From: Stefano Brivio <sbrivio@redhat.com>
To: Volker Diels-Grabsch <v@njh.eu>
Cc: passt-dev@passt.top, David Gibson <david@gibson.dropbear.id.au>
Subject: Re: [PATCH] Send an initial ARP and NDP request to resolve the guest IP address
Date: Wed, 10 Sep 2025 11:29:06 +0200 [thread overview]
Message-ID: <20250910112906.5e1b7e5a@elisabeth> (raw)

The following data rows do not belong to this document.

PR #6222, opened 2025-08-25
Fix: SSO Numeric Normalization to recover from preventable SSO failures

krparajuli:
In testing SSO with Microsoft Entra, the SSO fails due to Microsoft Entra supplying time valued fields particularly related to expiry of tokens consist of strings rather than integers.

This causes current SSO flow to error out.

Screenshot 2025-08-19 at 11 39 36

This commit attempts recovery by trying to parse the strings value of relevant fields to integers.

### DIFF
--- a/src/sso_client.rs
+++ b/src/sso_client.rs
@@ -1,4 +1,5 @@
 use regex::Regex;
+use serde_json::Value;
 use std::borrow::Cow;
 use std::time::Duration;
 use url::Url;
@@ -15,7 +16,6 @@ use crate::{
     sso::{OIDCCode, OIDCState},
     CONFIG,
 };
-
 static CLIENT_CACHE_KEY: Lazy<String> = Lazy::new(|| "sso-client".to_string());
 static CLIENT_CACHE: Lazy<Cache<String, Client>> = Lazy::new(|| {
     Cache::builder().max_capacity(1).time_to_live(Duration::from_secs(CONFIG.sso_client_cache_expiration())).build()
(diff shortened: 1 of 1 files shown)


krparajuli:
Required due to poor vendor implementation of OAuth OIDC

krparajuli:
Tagging @Timshel since this is an improvement on recently merged SSO work

Timshel:
Honestly, I probably would not merge it since as you mentioned it's not following the spec (https://openid.net/specs/openid-connect-core-1_0.html#JSONSerialization)

At this point Entra could have its own fork since it's divergent on multiple point (boolean are often serialized as string too but there is a compile time setting `accept-string-booleans` for it in [openidconnect-rs](https://github.com/ramosbugs/openidconnect-rs)).
I won't go too much on what I think of Open Source project having to support the likes of Microsoft not following a spec ...

To be more constructive I would recommend adding support for this in `openidconnect` in similar way that what was done for [accept-string-booleans](https://github.com/ramosbugs/openidconnect-rs/blob/b639b5d39eac6903238867aeb2b29326502e6b26/src/helpers.rs#L140).

Then maintainers could decide to toggle both by default or add a custom build for Entra ...

krparajuli:
@Timshel I wholeheartedly agree with sticking to the specs and not having to support the bs put out by big companies. I also agree with not going down the rabbit hole of having to support out of spec implementations.

However, for the project to flourish, it would be good to have it be able to go places it could not go before. Thus, I will try to maintain a fork of the project to the best of my abilities and support Entra related issues.

Timshel:
> However, for the project to flourish

I'm not a maintainer of the project so can't speak for them on the subject :sweat_smile: you should wait for their feedback.

But I do believe adding support for the parsing in `openidconnect` will be more maintainable and might be useful to others using the lib :).

dani-garcia:
I agree with @Timshel here, there are a lot of out of spec openid servers here and we can't afford to fix the quirks for every single one of them as part of the Vaultwarden project.

If you can submit a PR to the `openidconnect` crate that adds a new feature like the existing `accept-rfc3339-timestamps` or `accept-string-booleans`, we can then enable those features here.

krparajuli:
Thanks for the feedback. Closing this PR. :)

PR #6229, opened 2025-08-25
refactor(config): update template, add validation

tessus:
This change is a follow up to #6166

- add new options to `.env.template`
- add validation for new config option values


BlackDex (approved):
Thanks! LGTM

PR #6233, opened 2025-08-26
Fix panic around sso_master_password_policy

Timshel:
Should fix https://github.com/dani-garcia/vaultwarden/issues/6163 which happened when the config was a valid `serde_json::Value` but not an `Object`.


dani-garcia (approved):
LGTM, thanks

PR #6234, opened 2025-08-26
Update crates, gha and web-vault

BlackDex:
- Update crates to the latest version (Some are yanked and downgraded)
- Update GHA's
- Update web-vault to v2025.8.0

### DIFF
--- a/.github/workflows/build.yml
+++ b/.github/workflows/build.yml
@@ -34,8 +34,7 @@ jobs:
     permissions:
       actions: write
       contents: read
-    # We use Ubuntu 22.04 here because this matches the library versions used within the Debian docker containers
-    runs-on: ubuntu-22.04
+    runs-on: ubuntu-24.04
     timeout-minutes: 120
     # Make warnings errors, this is to prevent warnings slipping through.
     # This is done globally to prevent rebuilds when the RUSTFLAGS env variable changes.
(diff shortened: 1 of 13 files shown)


reneleonhardt:
Why not use dependabot to automatically run CI pipelines and then just decide when that update should be merged?

BlackDex:
> Why not use dependabot to automatically run CI pipelines and then just decide when that update should be merged?

Because some, not all, might need some more love and attention or might even become obsolete. 

This way we can keep a bit more control on it.
I my self tend to check what has changed with those crates even if we do not use them directly.

reneleonhardt:
dependabot literally includes the release notes of all dependencies which provide release notes, so you don't even have to search for the changes manually most of the time.
Control is to decide when everything is green to merge or to wait a bit longer.

BlackDex:
As far as i know it only checks direct dependencies, items in `Cargo.toml` and not the lock file. And also doesn't report all changes of the indirect dependencies, but i might be wrong.

reneleonhardt:
What's the harm in trying to get a better understanding?
It creates pull requests for you to review and merge, Cargo.lock is updated too:
https://deepwiki.com/dependabot/dependabot-core/3.8-rust-(cargo)

BlackDex:
> What's the harm in trying to get a better understanding? It creates pull requests for you to review and merge, Cargo.lock is updated too: https://deepwiki.com/dependabot/dependabot-core/3.8-rust-(cargo)

What is the harm in doing it manually? It's not that we do not update them or something. There is a pending PR with database changes which contains all updated crates.

williamdes:
> > Why not use dependabot to automatically run CI pipelines and then just decide when that update should be merged?
> 
> Because some, not all, might need some more love and attention or might even become obsolete.
> 
> This way we can keep a bit more control on it. I my self tend to check what has changed with those crates even if we do not use them directly.

Same, bots do not expose the real diff in the code of each crate. That's a problem, ChangeLogs are not explicit. Manual checking is good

In-Reply-To: <20250909145516.762957-2-v@njh.eu>
On Tue, 9 Sep 2025 16:49:20 +0200
Volker Diels-Grabsch <v@njh.eu> wrote:
> When restarting passt while QEMU keeps running with a configured
> "reconnect-ms" setting, the port forwardings will stop working until
> the guest sends some outgoing network traffic.
>
> Reason: Although QEMU reconnects successfully to the unix domain
> socket of the new passt process, that one no longer knows the guest's
> MAC address and uses instead the broadcast MAC address. However, this
> is ignored by the guest, at least if the guest runs Linux. Only after
> the guest sends some network package on its own initiative, passt will
> know the MAC address and will be able to establish forwarded
> connections.
>
> This change fixes this issue by sending an ARP and an NDP request to
> resolve the guest's MAC address via its IPv4 and IPv6 address, which
> we do know, right after the unix domain socket (re)connection.
>
> The only case where the IP is "wrong" would be if the configuration
> changed, or on the very first start right after qemu started. But in
> those cases, we just wouldn't get an ARP/NDP response, and can't do
> anything until we receive the guest's DHCP request - just as before.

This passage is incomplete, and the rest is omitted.